Procedure: Hydrophilic interaction liquid chromatography ultra-performance liquid chromatography (HILIC-UPLC)
- Fluorescently labeled N-glycans are separated by HILIC on a UPLC instrument consisting of a quaternary solvent manager, sample manager, and a FLR fluorescence detector set with excitation and emission wavelengths of 250 and 428, respectively (the instrument is under the control of Empower 3 software).
- Labeled N-glycans are separated on a Waters BEH Glycan chromatography column (100 X 2.1mm i.d., 17 µm BEH particles, with 100 mM ammonium formate, pH 4.4 as solvent A and acetonitrile as solvent B.
- The separation method uses a linear gradient of 75-62% acetonitrile (v/v) at flow rate of 0.4 mL/min over 27 min.
- The gradient is maintained at 62% acetonitrile for an additional 5 min.
- The column is then washed for 2 min with 100% of solvent A.
- Initial conditions are restored in 1 min and held for an additional 5 min to ensure column re-equilibration.
- Samples are maintained at 10°C before injection, and the separation temperature is 60°C.
- The system is calibrated using an external standard of hydrolyzed and 2-aminobenzamide-labeled glucose oligomers from which the retention times for the individual glycans are converted to glucose units.
- Data processing is performed using an automatic processing method with a traditional integration algorithm, after which each chromatogram is manually corrected to maintain the same intervals of integration for all the samples.
- The chromatograms are all separated in the same manner into 26 peaks and the amount of glycans in each peak is expressed as a percentage of total integrated area.
- Dried HILIC-UPLC fractions are reconstituted in 5-20 µL (depending on the intensity of fluorescence) of ultrapure water.
- LC-MS analysis of the collected glycan fractions is performed using a nanoACQUITY UPLC system coupled to Compact mass spectrometer (the LC system consists of a reverse-phase trap column (5 mm X 300 µm i.d.) and an analytical column (150 mm X 75 µm i.d., 2.7 µm HALO fused core particles)).
- The method is based on one described previously by Pucic et al (2011) with the following modifications. The column is equilibrated at 30°C with solvent A (0.1% formic acid in water) at a flow rate of 1 µL/min.
- Samples are injected on the trap column and washed for 1 min with solvent A at a flow rate of 40 µL/min.
- After injection of the samples, a 5-min gradient at the 1 µL/min flow rate is applied to 40% eluent B (95% acetonitrile) followed by an isocratic elution with 40% eluent B for 5 min.
- The LC system is coupled via an online CE ESI-MS sprayer source to a Compact mass spectrometer operated in positive and negative ion mode.
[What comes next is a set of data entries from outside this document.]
PR #6367, opened 2018-07-11
Syntax: allow empty `case` without `when`

### LINKED ISSUE #6318: Allow empty `case` without `when`
An empty `case` without `when` is currently a syntax error:

```cr
case "foo"
end # unexpected token: end (expecting when or else)

case "foo"
else # unexpected token: else (expecting when)
end
```
(the first syntax error even says `expecting when or else`, which would mean the second example should work. But it actually expects a `when`)

In regular code it certainly doesn't make much sense and is about as meaningful as `if true`. But it also doesn't do any harm to have a `case` without any `when` branch.

On the other hand, it comes in handy when the code for `when` branches is automatically generated (for example in a macro):

```cr
case foo
{% for case in cases %}
when {{ case.stringify }}
  # ...
{% end %}
end
```
If `cases` is empty, this macro will produce invalid code. It would require extra effort to handle this - and  it's ugly and hard to read. If more logic is involved, it might not be as simple as wrapping the entire `case` in `{% unless cases.empty? %}`.

straight-shoota:
Fixes #6318

The following is no longer a syntax error:
```cr
case foo # expands to `foo`
end

case foo # expands to `foo; bar`
else
  bar
end
```

While an empty case doesn't make much sense in regular code, it is useful for automatically generated `when` branches (for example in a macro) and avoids extra effort to prevent empty case nodes.

This also fixes a parsing error for `case` without condition (`case;
when true; end`) and adds specs for this.

### DIFF
--- a/spec/compiler/formatter/formatter_spec.cr
+++ b/spec/compiler/formatter/formatter_spec.cr
@@ -494,6 +494,12 @@ describe Crystal::Formatter do
   assert_format "case 1\nwhen 1, # 1\n     2, # 2\n     3  # 3\n  1\nend"
   assert_format "a = case 1\n    when 1, # 1\n         2, # 2\n         3  # 3\n      1\n    end"
   assert_format "a = 1\ncase\nwhen 2\nelse\n  a /= 3\nend"
+  assert_format "case 1\nend"
+  assert_format "case 1\nelse\n  2\nend"
+  assert_format "case\nend"
+  assert_format "case 1\nend"
+  assert_format "case\nend"
+  assert_format "case\nelse\n  1\nend"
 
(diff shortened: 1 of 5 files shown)


r00ster91:
But there are still 2 error messages left that say "expecting when, else or end".
Heres the first one:
https://github.com/straight-shoota/crystal/blob/e14ec7a4af4453fca0ff9d0bcc0004864d01b910/src/compiler/crystal/syntax/parser.cr#L2544
They should be changed to "expecting end" since empty cases are allowed now.

straight-shoota:
@rooster After a `case` (or `when`) the parser expects either of `when, else, end`. This is completely fine and was actually incorrect before this commit, because after `case` it required a `when`.

PR #6258, opened 2018-06-25
fix time parse doc

icyleaf:
Fixed document but i still ask why not use `Time::Location.local` by default if time string was not contain timezone?

Issue #5332, opened 2017-11-28
[RFC] Supporting floating time


straight-shoota:
In the context of my proposal for adding time zone support (#5324) the question arises how Crystal should handle time instances which are not tied to a specific time zone, known as *floating time*.

## Conceptual Introduction

A short introduction to the concept from [W3C's time zone guide](https://www.w3.org/TR/timezone/#floating):

> Some observed time values are not related to a specific moment in incremental time. Instead, they need to be combined with local information to determine a range of acceptable incremental time values. We refer to these sorts of time values as "floating times" because they are not fixed to a specific incremental time value. Floating times are not attached and should never be attached to a particular time zone.
> Some examples of floating time events include a user’s birth date, a document's publication date, a list of official holidays, or the expiration date for an offer (if not tied explicitly to a time zone).

A floating time `08:30` can for example represent each point in time, where the local time shows `08:30`, independent of local time's timezone. If I set an alarm at `08:30`, I want that alarm to trigger when it is `8:30` wherever I am at that point and whatever time zone offset applies there.

## Usage in computer systems

Such floating times are a ubiquitous, yet often unaware way of how people interact in temporal contexts.
A computer system needs to handle them appropriately. This concept is present in many standard date and calendar formats, data serialization formats and databases. To my knowledge, most modern time libraries also have some support for floating time. 

It's easy for a Crystal application to encounter a floating time reference. What should happen if there is no representation for this? Instantly converting a floating time to incremental and assuming it to be in the local time zone would defeat the purpose of using floating time alltogether (W3C guide: *Floating times are not attached and should never be attached to a particular time zone.*).
Handling floating time wrongly is a serious issue in many pieces of software ([example on Martin Fowler's blog](https://martinfowler.com/bliki/TimeZoneUncertainty.html) and should be avoided by providing the right tools to work with.

## Integration in Crystal

A huge portion of software applications need to work with incremental time. On the other hand, floating time is certainly not as frequently needed, it can be considered as being more specific to applications tailored towards calendaring purposes and interacting with human representations of time. So, there is not as much an important reason to have support for floating time available in the standard library. It could be implemented by a shard which can be used only by applications that need this feature.

[...]

PR #5324, opened 2017-11-24
Add time zones support

straight-shoota:
Until now, instances of `Time` had a `kind` member which indicated, whether this instance holds a time in UTC, an unspecified "local" timezone or is entirely unspecified.

This PR adds a `Time::Location` class which represents a specific time zone. Each `Time` instance references a `Location` (i.e where this time applies). From this location's transition rules, the applicable offset at each point in time can be derived, including daylight savings time, time zone changes etc.

Storing only an offset from UTC is not enough, because from that you can't infer what timezone transition rules to apply. And offset changes inside a time zone happen quite frequently (for example daylight savings).

# Time
The `kind` ivar in `Time` is replaced by `location` which is a pointer to a `Location` instance.

```crystal
struct Time
  @seconds : Int64                    # 8 Byte
  @nanoseconds : Int32                # 4 Byte
  @kind : Time::Kind                  # 4 Byte
end

# Becomes:
struct Time
  @seconds : Int64                    # 8 Byte
  @nanoseconds : Int32                # 4 Byte
  @location : Pointer(Time::Location) # 8 Byte (64 bit architecture)
end
```

This means, each `Time` struct will require 24 bytes instead of the currently used 16 bytes (on 64-bit). This increases the size of a time struct slightly but it is inevitable to embed a reference to a time zone if proper time zone handling should be supported.

For incremental time (a reference to a a specific point in time), `seconds` and `nanoseconds` always represent time in UTC. The offset will only be added when needed (for example to access one of the date/time fields individually). This makes it easier than if it was stored *with* offset as that might lead to invalid or ambiguous instances (for example when an hour is skipped or happens twice at a DST switch). Another benefit is, that retrieving the offset (zone transitions are looked up by unix epoch) and comparing two instances requires no conversion. Converting a time between zones means just exchanging the `location`.

# Time::Location

Each location can be one of the following
* a timezone in the IANA time zone database read from a local copy of this database which is provided for by the operating system (available in most unix-like OS's) or a custom distribution (can be configured throught `ZONEINFO` environment variable)
* A zone with a fixed-offset
* Coordinated Universal Time, available as `Time::Location::UTC`
* an unspecified time zone, indicating a floating time which is not tied to a specific time zone.

The concept for loading location data from system sources is inspired by [Go's implementation](https://golang.org/pkg/time/#Location) which seems very reasonable for this.

[...]

PR #6369, opened 2018-07-12
Add location as required argument for Time.parse

straight-shoota:
This makes it more clear in the API that a default value is required instead of defaulting to `nil` which would raise in case of time zone information missing from the formatted string. `Time.parse_utc` and `Time.parse_local` are added as short cuts for the most common use cases.

See https://github.com/crystal-lang/crystal/pull/6258#issuecomment-403353910

### DIFF
--- a/spec/std/time/time_spec.cr
+++ b/spec/std/time/time_spec.cr
@@ -540,10 +540,10 @@ describe Time do
 
   it "parse fails without time zone" do
     expect_raises(Time::Format::Error, "no default location provided") do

- The NanoACQUITY UPLC system and the Bruker micrOTOF-Q are operated under HyStar software.
- Mass spectra are recorded from m/z 200 to 2,200 with two averages at a frequency of 0.5 Hz.
- Quadrupole ion energy and collision energy of the MS are set at 4 eV for MS analysis and at 14 to 23 eV for the MS/MS analysis.
- Glycan structures are assigned using software tools Glycomode and GlycoWorkbench according to obtained MS and MS/MS spectra.
- Relative abundance of each of 26 glycan peaks
Pucic, M. et al. High throughput isolation and glycosylation analysis of IgG-variabillity and heritability of the IgG glycome in three isolated human populations. Mol. Cell. Proteomics 10: M111.010090 (2011).